A veteran’s story

Washing dishes wasn’t my cup of tea

Tifany Hill, who grew up on Tallahassee’s Southside, won several military honors.
Photo submitted

By Tifany Hill
Special to the Outlook

As a child growing up in low-income housing, no one could’ve told me that I would be a soldier. In fact, I was one of the children in high school who dodged the recruiters.

When I graduated from Rickards High, I thought I was ready for college life, but my immature mindset at that time just wanted to party and halfway attend class. My father told me either I go to school or get a job.

Let’s just say my attempt at working in the kitchen at El Chicos washing dishes was not my cup of tea. 

One quiet night in Orange Avenue apartments where I resided, my best friend said she was going to join the Army and I said, “not without me.” I joined the Army on Dec. 28, 1989. It was a big surprise to my family because I never told them I joined until two days prior to my departure. 

I remember my dad telling me that he and my brother heard me saying goodbye to everyone while asleep.
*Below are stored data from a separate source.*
PR #267, opened 2024-05-14
Edit Meal from Daily Recap

medwardson:
## Feature: Edit Meals
Users can click on any of the meals while viewing their history in the daily recap to update the data.

## Tasks
- [x] Make the meal clickable on the recap screen
- [x] Change the `navigateToHome` on `addMealFlow` to be more generic, so that it can also navigate back to the daily recap
- [x] Make navigating to the daily recap clear the navigation stack of add meal, so that the back button doesn't improperly return there
- [x] Update data on daily recap after returning to the screen

##  Notes
Small refactor of the UI to include early returns to make things less cognitively complex.


app/src/androidTest/java/com/github/se/polyfit/ui/screen/DailyRecapScreens.kt
medwardson, line 1: The rename fixes JaCoCo line coverage issue......

app/src/main/java/com/github/se/polyfit/MainActivity.kt
```diff
@@ -57,9 +57,10 @@ class MainActivity : ComponentActivity() {
           composable(Route.Register) { LoginScreen(navigation::navigateToHome) }
           composable(Route.AddMeal + "/{mId}") { backStackEntry ->
             val mealId = backStackEntry.arguments?.getString("mId")
+            // If we allow edits from other screens, we will have to modify how we choose goForward
```
aprilslis, line 60: maybe we can provide another parameter? something like /home if you want to navigate back home and /recap if you want that? But we could leave that until its needed

app/src/main/java/com/github/se/polyfit/ui/screen/DailyRecapScreen.kt
```diff
@@ -36,33 +41,49 @@ fun DailyRecapScreen(
...
+    onDispose { lifecycleOwner.lifecycle.removeObserver(observer) }
+  }
 
   Scaffold(topBar = { SimpleTopBar("Overview", navigateBack) }) {
     Column(modifier = Modifier.padding(it).testTag("DailyRecapScreen")) {
       DateSelector(onConfirm = dailyRecapViewModel::getMealsOnDate, title = "Date")
       if (isFetching) {
         CircularProgressIndicator(
             modifier = Modifier.fillMaxSize().padding(16.dp).testTag("Spinner"))
+        return@Scaffold
```
aprilslis, line 65: Good changes! Maybe it could have been done in a separated PR

aprilslis (approved):
Great work, nothing major to say!

RandomUsername1315:
Just a heads up that I started to review your code and am not done yet

app/src/main/java/com/github/se/polyfit/viewmodel/dailyRecap/DailyRecapViewModel.kt
```diff
@@ -23,11 +26,15 @@ class DailyRecapViewModel @Inject constructor(private val mealRepository: MealRe
...
+
   init {
-    getMealsOnDate(LocalDate.now())
+    getMealsOnDate()
   }
 
-  fun getMealsOnDate(date: LocalDate) {
+  fun getMealsOnDate(newDate: LocalDate = date) {
+    date = newDate
+
```
antomax33, line 37: What is the purpose to put the old date as by default argument to the new date?

medwardson: So that it saves the date state upon returning from edit, otherwise we can not keep them on the same date when they return from edits

medwardson:
Update on message from @RandomUsername1315, good to merge it now and if there's anything pressing from his review then it will be addressed in a follow-up

PR #268, opened 2024-05-14
Get the Location to store a post

Neb1010:
### News
- we can now have the current location when we store a post.
- when we click on allow google will ask what kind of permissions you allow and if you accept automaticaly fetch the location and push the post into firebase


app/src/main/java/com/github/se/polyfit/model/post/MapLocationModel.kt
```diff
@@ -0,0 +1,124 @@
+/*
```
antomax33, line 1: You can delete this file

app/src/main/java/com/github/se/polyfit/model/post/PostLocationModel.kt
```diff
@@ -0,0 +1,63 @@
...
+import kotlinx.coroutines.tasks.await
+
+class PostLocationModel(private val context: Context) {
+
+  private val currentLocationRequest =
+      CurrentLocationRequest.Builder().setPriority(Priority.PRIORITY_HIGH_ACCURACY).build()
+
+  suspend fun getCurrentLocation(): com.github.se.polyfit.model.post.Location {
+    return checkLocationPermissions()
+  }
```
antomax33, line 23: You can import Location and directly use instead of calling com.github...
or an alias if another already got this name

app/src/main/java/com/github/se/polyfit/model/post/PostLocationModel.kt
```diff
@@ -0,0 +1,63 @@
...
+
+    if (ActivityCompat.checkSelfPermission(
+        this.context, Manifest.permission.ACCESS_COARSE_LOCATION) !=
+        PackageManager.PERMISSION_GRANTED ||
+        ActivityCompat.checkSelfPermission(
+            this.context, Manifest.permission.ACCESS_FINE_LOCATION) !=
+            PackageManager.PERMISSION_GRANTED) {
+      Log.e("LocationPermissionsModel", "Location permissions not granted")
+
+      return com.github.se.polyfit.model.post.Location.default()
```
antomax33, line 58: Same for the import

app/src/main/java/com/github/se/polyfit/viewmodel/post/CreatePostViewModel.kt
```diff
@@ -60,8 +63,18 @@ constructor(
     _post.createdAt = createdAt
   }
 
-  fun setPostLocation(location: Location) {
-    _post.location = location
+  fun setPostLocation(): Job {
```
antomax33, line 66: It is unusual to have a setter without argument, maybe updatePostLocation or initPostLocation

antomax33 (approved):
No real problem, just some small changes to improve readability.

app/src/main/java/com/github/se/polyfit/model/post/PostLocationModel.kt
Neb1010: The problem: we have a `Location` and what it returns is a `Location` too, so I got some error because the compiler didn't know what Location I was meaning. But it should exist a real solution to this problem so if you know it, i'm all ear

app/src/main/java/com/github/se/polyfit/model/post/MapLocationModel.kt
Neb1010: Yes mb on this file, but I need to work on it later for the location for the map this time, because this is different and it will be the `model` for the location map, and I've already written some part of code that I will need and still work on this branch after the merge, if it's okay to let it

app/src/main/java/com/github/se/polyfit/viewmodel/post/CreatePostViewModel.kt
Neb1010: That's true, I just didn't change the current name when I modified it, but I can refactor in initPostLocation

app/src/main/java/com/github/se/polyfit/model/post/MapLocationModel.kt
antomax33: :+1:

app/src/main/java/com/github/se/polyfit/model/post/PostLocationModel.kt
antomax33: With android studio you can import by alias. So the name will be for example location2. So just import Location as location2.
import com.sorandom.app.model.api.Input as OtherInputfun map(input: Input): OtherInput {
  return OtherInput(
    ...
  )
}
https://medium.com/@erickpranata/kotlin-import-alias-3f2831295902

app/src/main/java/com/github/se/polyfit/viewmodel/post/CreatePostViewModel.kt
```diff
@@ -60,8 +63,18 @@ constructor(
...
+    return viewModelScope.launch(Dispatchers.IO) {
+      val location = postLocationModel.getCurrentLocation()
+      _post.location = location
+    }
+  }
+
+  fun setInOrder(first: Job = setPostLocation(), second: () -> Unit = ::setPost) {
```
RandomUsername1315, line 73: Maybe it would be better to remove the arguments and directly call the functions in the body of this function, and give it a more suitable name.

RandomUsername1315 (approved):
Nothing major just a few things here and there.

app/src/main/java/com/github/se/polyfit/ui/components/dialog/LocationPermissionDialog.kt
```diff
@@ -20,6 +25,11 @@ import com.github.se.polyfit.ui.theme.PrimaryPurple
 
 @Composable
 fun LocationPermissionDialog(onDeny: () -> Unit, onApprove: () -> Unit) {
+
+  val permissionLauncher = launcherForActivityResult(onDeny, onApprove)
```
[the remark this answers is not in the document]
Neb1010: I can do it like this if you provide the test for this part, just kidding, it's just for line coverage purpose otherwise i would have done like you

app/src/main/java/com/github/se/polyfit/viewmodel/post/CreatePostViewModel.kt
Neb1010: same It's just for testing the function,otherwise I don't manage to catch the execution of the function in the tests

app/src/main/java/com/github/se/polyfit/ui/components/dialog/LocationPermissionDialog.kt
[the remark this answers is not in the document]
RandomUsername1315: I see ok

app/src/main/java/com/github/se/polyfit/viewmodel/post/CreatePostViewModel.kt
RandomUsername1315: Do you mean that if you have a coroutine inside a ViewModel scope, you weren't able to catch the error when mocking it?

It was a heartfelt moment leaving my family and the community that I loved so much.

I attended basic training at Ft. McClellan, Ala., and completed advanced training at Ft. Sam Houston as a combat medic and EMT-B. Being a combat medic was not my original job description, but due to a delayed reaction to the smallpox and rubella vaccinations for which I was hospitalized, I was given an opportunity to select a different job. 

I was so grateful for that opportunity because I would’ve been cutting grass or doing some other manual labor until the original class reopened. My first duty station was in Ludwigsburg, Germany with the 42nd Medical Company. 

After about three months of being there, the unit was put on alert that we would be deployed Saudi Arabia for Operation Desert Shield. Needles to say, vaccinations had to be updated and for the fear of me having another reaction to any live vaccines, the physician decided not to vaccinate me with any live virus vaccines. I thought that would make me non-deployable, but I was on that plane with everyone else. 

When we arrived in Saudi all the female soldiers were instructed that we had to cover our faces. That was the one time I heard every female soldier in formation let out a big sigh of disappointment. Luckily for us female soldiers, it wasn’t long before that changed. My unit was attached to the 1st Calvary 15th Support Battalion out of Ft. Hood, Texas.

As a female soldier, being in the desert with a field unit that moved around a lot was not a pleasant journey. Constantly coming up with new ways to do personal hygiene and washing your clothes was a little stressful. Burning someone’s feces, digging foxholes and bunkers is something I never want to do again. 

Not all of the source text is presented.